I tried the same thing with nested list comprehensions. It doesn't work. I would guess that I'm making too many recursive calls, but this shouldn't be the case if i'm only computing one prime. In my mind the lazy evaluation should make it so that take 2 primes does something along the lines of:

primes = 2 : [ 3 | all (\p -> (mod 3 p) /= 0) [2] ]

Which doesn't require all that much computation - mod 3 2 == True, so all (\p -> (mod 3 p) /= 0) == True, which means take 2 primes == [2, 3], right? I don't understand why this isn't working. Hopefully someone much more versed in the black magic of functional programming can help me...

This is on HUGS, if that makes any difference.

EDIT- I was able to come up with this solution (not pretty):

primes = 2 : [ x | x <- [3..], all (\p -> (mod x p) /= 0) (takeWhile (<= (ceiling (sqrt (fromIntegral x)))) primes)]

EDIT2- The program works fine when interpreted through HUGS or GHCi, but when I try to compile it with GHC, it outputs test: <<loop>>. Anybody know what the problem is?


Solution

  • Hugs shouldn't do this, but the code is broken anyway so it doesn't matter.

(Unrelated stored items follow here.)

PR #941, opened 2017-12-21
2610: Fix fatal error when editing libraries

holt83:
http://platform.dandigbib.org/issues/2610

The changes made in https://platform.dandigbib.org/issues/773 gives fatal error when editing a library under some circumstances.

Removing just $form['path']['alias'] gives rise to problems, since the validate handler for the alias is attached to the parent element. When core path module sets a default value for the alias the validate handler will try to access the element we unset, giving rise to a fatal error later on. The reason this doesn't happen often is because there often seems to be a disperancy between the language of the node and the URL-alias. When this is the case, the default is not set and there's no problem. But for some reason, some libraries manage to have a setup, where it finds a default value.

It doesn't seem like a good idea to just remove the validate handler, since it performs validation on alias generated by pathauto pattern.

The easiset solution seemt to be to re-introduce $form['path']['alias'] and disable it both on server and in frontend. We also need to remove the states array, since it will appear like it's possible to re-enable it in frontend if present.

I tested: 
- The correct alias is still added when creating library.
- The correct alias is maintained when updating. Even when manually inserting another in dev-tools.


modules/ding_library/ding_library.module
```diff
@@ -216,7 +216,13 @@ function ding_library_disable_custom_alias($form, &$form_state) {
...
     $form['path']['pathauto']['#attached']['js'][] = drupal_get_path('module', 'ding_library') . '/ding_library.js';
 
-    unset($form['path']['alias']);
+    // We have to keep the alias textfield, since removing it causes a fatal
+    // error in the parent element validate handler, so we just tell the FORM
+    // API it's disabled and make sure it's disabled in frontend.
+    $form['path']['alias']['#disabled'] = TRUE;
+    // For some reason this is necessary.
+    $form['path']['alias']['#attributes'] = array('disabled' => TRUE);
+    unset($form['path']['alias']['#states']);
```
kasperg: Have you tried setting `$form['path']['#access']` to `FALSE` instead of `$form['path']['alias']['#disabled'] = TRUE;`? This way the form element will not appear in the rendered form but it will still be available serverside.

This might also remove the need for modifying `#attributes` and `#states`.

kasperg: I am not very happy about the existing solution with JavaScript used to faking a checkbox. This change only seems to pile on top of the problem making a bad situation worse.

I see from previous changes that setting `#access` to `FALSE` has been tried - also by yourself in PR #730. To summarize the problem with that solution is that if new library nodes are created then they will not have a path alias generated by `pathauto` either.

I tried investigation the solution and found [this issue](https://www.drupal.org/project/pathauto/issues/2110365#comment-9250617) which seems to describe our problem exactly and provide a solution, which would allow us to remove all other workarounds.

Could you test this out?

kasperg: If we have to keep this it is worth noting:

1. `#states` is set by `pathauto`
2. Adding this disabled attribute manually might be necessary because Drupal Core would normal do this by checking for `#disabled` elements before be set this ourselves.
3. This overwrites `#attributes` completely. It should be sufficient to merge in `[ 'disabled' => TRUE]`

holt83: @kasperg Much better solution :)

I just tested it and it works, so I updated the PR with new solution.

holt83:
@kasperg I updated the PR with the proposed solution

modules/ding_library/ding_library.module
kasperg: @holt83 Thanks. Appreciate the effort.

Consider:

    primes = 2 : [ x | x <- [3..], all (\p -> (mod x p) /= 0) primes]
    

    How do you determine if 3 is prime? well, does mod 3 2 == 0? No. Does mod 3 ??? == 0? OOPS! What is the next element of primes after two? we don't know, we are trying to compute it. You need to add an ordering constraint that adds 3 (or any other x) once all p elem primes less than sqrt x have been tested.